Community wardens get on their bikes

Westmeath County Council has come up with an environmentally friendly approach to its presence in the community, with the launch this week of a community warden bicycle patrol.

Hybrid bicycles, which can be used both on and off road, will provide extra flexibility to wardens across the county’s towns and villages to patrol a wider area than previously.

The scheme will also allow urban areas including parks and other leisure areas to be patrolled in a more environmentally friendly manner.

The new bicycle patrol forms a major part of the council’s environmental protection effort. Duties of the wardens will range from environmental awareness, control of litter, pollution prevention, identification of derelict sites, and promotion of the Green Schools initiative, to control of casual trading, assistance to community and voluntary groups, and control of horses and dogs.

County manager Daniel McLoughlin says the initiative will ensure more efficient service provision by the council.

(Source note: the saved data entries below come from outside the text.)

PR #3404, opened 2017-03-15
Fix pid example for init.systemd

Nuky:
Fixes the with-PID example in `runscripts/init.systemd` to avoid rights problem when accessing pid file.

Explanation:

The python script must be able to write to `/var/run/sickrage/sickrage.pid`, so we must ask Systemd to create `/var/run/sickrage` with the correct owner and rights before running sickrage.
This is a classic problem and apparently the preferred method nowadays is to use `RuntimeDirectory` (see [systemd manpage about that option](https://www.freedesktop.org/software/systemd/man/systemd.exec.html#RuntimeDirectory=)).

### DIFF
--- a/runscripts/init.systemd
+++ b/runscripts/init.systemd
@@ -23,6 +23,8 @@
 
 ### Example Using SickRage as daemon with pid file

“It will ensure that the Community Warden Service will be more visible and accessible to the community at a very local level. It is hoped that this will offer a reassuring presence in the community and that the residents will get to know their community wardens,” he said.

The initiative forms part of the council’s commitment to national climate change and energy efficiency policies. The introduction of the community warden bicycle patrol will contribute to the quest for a greener and safer Westmeath, and will reduce this council’s carbon footprint by an estimated 11 tonnes of CO2 emissions per annum.